PR #352, opened 2023-11-03
8319342: GenShen: Reset the count of degenerated cycles in a row following Full GC

kdnilsen:
After a Full GC completes, reset the count on consecutive degenerated cycles to zero.  This prevents automatic triggering of back-to-back Full GC.

---------
### Progress

### Issue
 * [JDK-8319342](https://bugs.openjdk.org/browse/JDK-8319342): GenShen: Reset the count of degenerated cycles in a row following Full GC (**Bug** - P3)

### Reviewers

### Reviewing

Checkout this PR locally: \
`$ git fetch https://git.openjdk.org/shenandoah.git pull/352/head:pull/352` \
`$ git checkout pull/352`

`$ git checkout pull/352` \
`$ git pull https://git.openjdk.org/shenandoah.git pull/352/head`

</details>

Checkout this PR locally: \
`$ git pr checkout 352`

`$ git pr show -t 352`

</details>

<a href="https://git.openjdk.org/shenandoah/pull/352.diff">https://git.openjdk.org/shenandoah/pull/352.diff</a>

</details>

### Webrev
[Link to Webrev Comment](https://git.openjdk.org/shenandoah/pull/352#issuecomment-1793123187)

### DIFF
--- a/src/hotspot/share/gc/shenandoah/heuristics/shenandoahPassiveHeuristics.cpp
+++ b/src/hotspot/share/gc/shenandoah/heuristics/shenandoahPassiveHeuristics.cpp
@@ -44,6 +44,11 @@ bool ShenandoahPassiveHeuristics::should_unload_classes() {
   return can_unload_classes();
 }
 
+bool ShenandoahPassiveHeuristics::should_degenerate_cycle() {
+  // Always fal to Degenerated GC, if enabled
+  return ShenandoahDegeneratedGC;
+}
+
 void ShenandoahPassiveHeuristics::choose_collection_set_from_regiondata(ShenandoahCollectionSet* cset,
                                                                         RegionData* data, size_t size,
                                                                         size_t actual_free) {
--- a/src/hotspot/share/gc/shenandoah/heuristics/shenandoahPassiveHeuristics.cpp
+++ b/src/hotspot/share/gc/shenandoah/heuristics/shenandoahPassiveHeuristics.cpp
@@ -44,11 +44,6 @@ bool ShenandoahPassiveHeuristics::should_unload_classes() {
   return can_unload_classes();
 }
 
-bool ShenandoahPassiveHeuristics::should_degenerate_cycle() {
-  // Always fail to Degenerated GC, if enabled
-  return ShenandoahDegeneratedGC;
-}
-
 void ShenandoahPassiveHeuristics::choose_collection_set_from_regiondata(ShenandoahCollectionSet* cset,
                                                                         RegionData* data, size_t size,
                                                                         size_t actual_free) {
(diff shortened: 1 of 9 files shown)


src/hotspot/share/gc/shenandoah/shenandoahCollectorPolicy.hpp
```diff
@@ -61,6 +61,8 @@ class ShenandoahCollectorPolicy : public CHeapObj<mtGC> {
   ShenandoahSharedFlag _in_shutdown;
   ShenandoahTracer* _tracer;
 
+  uint _degenerated_cycles_in_a_row;
```
earthling-amzn, line 64: Nit, but we could call this `_consecutive_degenerated_gcs` for consistency with other fields in this class? (Also, possibly rename `_abbreviated_cycles` to `_abbreviated_gcs` for the same reason.

src/hotspot/share/gc/shenandoah/heuristics/shenandoahPassiveHeuristics.cpp
```diff
@@ -44,11 +44,6 @@ bool ShenandoahPassiveHeuristics::should_unload_classes() {
   return can_unload_classes();
 }
 
-bool ShenandoahPassiveHeuristics::should_degenerate_cycle() {
-  // Always fail to Degenerated GC, if enabled
-  return ShenandoahDegeneratedGC;
```
earthling-amzn, line 49: Are we changing how the passive heuristic behaves now? With this change `ShenandoahCollectorPolicy::should_degenerate_cycle` would return `false` sometimes when the passive heuristic would have "degenerated".

earthling-amzn (changes requested):

src/hotspot/share/gc/shenandoah/heuristics/shenandoahPassiveHeuristics.cpp
ysramakrishna: I agee with William... You can leave all state (counters) and its manipulation entirely in the heuristics object, and let the policy object query the heuristics like you do today, and inform it when it does do a full gc, etc. so relevant state may be updated.

Of course, the policy should not independently reach in and change the state maintained in the heuristics, just query that state, and inform it of events that might entail changes to that state.

We can clean things up by asking what the role of heuristics is vs what the role of policy is. It seems as if policy is broad and heuristics is more specific within that broad policy. It is also possible to keep the state in the policy, be mutated only by policy in response to events, and have the heuristics be completely state-free, but call-back to policy to use any state it would use for its decisions. Clarifying this structure and their relationship, and sticking to a consistent (documented) protocol here would avoid confusion and errors.

src/hotspot/share/gc/shenandoah/shenandoahCollectorPolicy.hpp
kdnilsen: Thanks.  Making this change.

src/hotspot/share/gc/shenandoah/heuristics/shenandoahPassiveHeuristics.cpp
kdnilsen: Good catch.  That was an unintended consequence.  I will return the methods to the Heuristics hierarchy, but will query the consecutive_degenerated_gcs value from collector policy.

earthling-amzn (approved):

ysramakrishna (approved):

= Assignment =
Every record must be repeated precisely and in full.

= Your response =
PR #352, opened 2023-11-03
8319342: GenShen: Reset the count of degenerated cycles in a row following Full GC

kdnilsen:
After a Full GC completes, reset the count on consecutive degenerated cycles to zero.  This prevents automatic triggering of back-to-back Full GC.

---------
### Progress

### Issue
 * [JDK-8319342](https://bugs.openjdk.org/browse/JDK-8319342): GenShen: Reset the count of degenerated cycles in a row following Full GC (**Bug** - P3)

### Reviewers

### Reviewing

Checkout this PR locally: \
`$ git fetch https://git.openjdk.org/shenandoah.git pull/352/head:pull/352` \
`$ git checkout pull/352`

`$ git checkout pull/352` \
`$ git pull https://git.openjdk.org/shenandoah.git pull/352/head`

</details>

Checkout this PR locally: \
`$ git pr checkout 352`

`$ git pr show -t 352`

</details>

<a href="https://git.openjdk.org/shenandoah/pull/352.diff">https://git.openjdk.org/shenandoah/pull/352.diff</a>

</details>

### Webrev
[Link to Webrev Comment](https://git.openjdk.org/shenandoah/pull/352#issuecomment-1793123187)

### DIFF
--- a/src/hotspot/share/gc/shenandoah/heuristics/shenandoahPassiveHeuristics.cpp
+++ b/src/hotspot/share/gc/shenandoah/heuristics/shenandoahPassiveHeuristics.cpp
@@ -44,6 +44,11 @@ bool ShenandoahPassiveHeuristics::should_unload_classes() {
   return can_unload_classes();
 }
 
+bool ShenandoahPassiveHeuristics::should_degenerate_cycle() {
+  // Always fal to Degenerated GC, if enabled
+  return ShenandoahDegeneratedGC;
+}
+
 void ShenandoahPassiveHeuristics::choose_collection_set_from_regiondata(ShenandoahCollectionSet* cset,
                                                                         RegionData* data, size_t size,
                                                                         size_t actual_free) {
--- a/src/hotspot/share/gc/shenandoah/heuristics/shenandoahPassiveHeuristics.cpp
+++ b/src/hotspot/share/gc/shenandoah/heuristics/shenandoahPassiveHeuristics.cpp
@@ -44,11 +44,6 @@ bool ShenandoahPassiveHeuristics::should_unload_classes() {
   return can_unload_classes();
 }
 
-bool ShenandoahPassiveHeuristics::should_degenerate_cycle() {
-  // Always fail to Degenerated GC, if enabled
-  return ShenandoahDegeneratedGC;
-}
-
 void ShenandoahPassiveHeuristics::choose_collection_set_from_regiondata(ShenandoahCollectionSet* cset,
                                                                         RegionData* data, size_t size,
                                                                         size_t actual_free) {
(diff shortened: 1 of 9 files shown)


src/hotspot/share/gc/shenandoah/shenandoahCollectorPolicy.hpp
```diff
@@ -61,6 +61,8 @@ class ShenandoahCollectorPolicy : public CHeapObj<mtGC> {
   ShenandoahSharedFlag _in_shutdown;
   ShenandoahTracer* _tracer;
 
+  uint _degenerated_cycles_in_a_row;
```
earthling-amzn, line 64: Nit, but we could call this `_consecutive_degenerated_gcs` for consistency with other fields in this class? (Also, possibly rename `_abbreviated_cycles` to `_abbreviated_gcs` for the same reason.

src/hotspot/share/gc/shenandoah/heuristics/shenandoahPassiveHeuristics.cpp
```diff
@@ -44,11 +44,6 @@ bool ShenandoahPassiveHeuristics::should_unload_classes() {
   return can_unload_classes();
 }
 
-bool ShenandoahPassiveHeuristics::should_degenerate_cycle() {
-  // Always fail to Degenerated GC, if enabled
-  return ShenandoahDegeneratedGC;
```
earthling-amzn, line 49: Are we changing how the passive heuristic behaves now? With this change `ShenandoahCollectorPolicy::should_degenerate_cycle` would return `false` sometimes when the passive heuristic would have "degenerated".

earthling-amzn (changes requested):

src/hotspot/share/gc/shenandoah/heuristics/shenandoahPassiveHeuristics.cpp
ysramakrishna: I agee with William... You can leave all state (counters) and its manipulation entirely in the heuristics object, and let the policy object query the heuristics like you do today, and inform it when it does do a full gc, etc. so relevant state may be updated.

Of course, the policy should not independently reach in and change the state maintained in the heuristics, just query that state, and inform it of events that might entail changes to that state.

We can clean things up by asking what the role of heuristics is vs what the role of policy is. It seems as if policy is broad and heuristics is more specific within that broad policy. It is also possible to keep the state in the policy, be mutated only by policy in response to events, and have the heuristics be completely state-free, but call-back to policy to use any state it would use for its decisions. Clarifying this structure and their relationship, and sticking to a consistent (documented) protocol here would avoid confusion and errors.

src/hotspot/share/gc/shenandoah/shenandoahCollectorPolicy.hpp
kdnilsen: Thanks.  Making this change.

src/hotspot/share/gc/shenandoah/heuristics/shenandoahPassiveHeuristics.cpp
kdnilsen: Good catch.  That was an unintended consequence.  I will return the methods to the Heuristics hierarchy, but will query the consecutive_degenerated_gcs value from collector policy.

earthling-amzn (approved):

ysramakrishna (approved):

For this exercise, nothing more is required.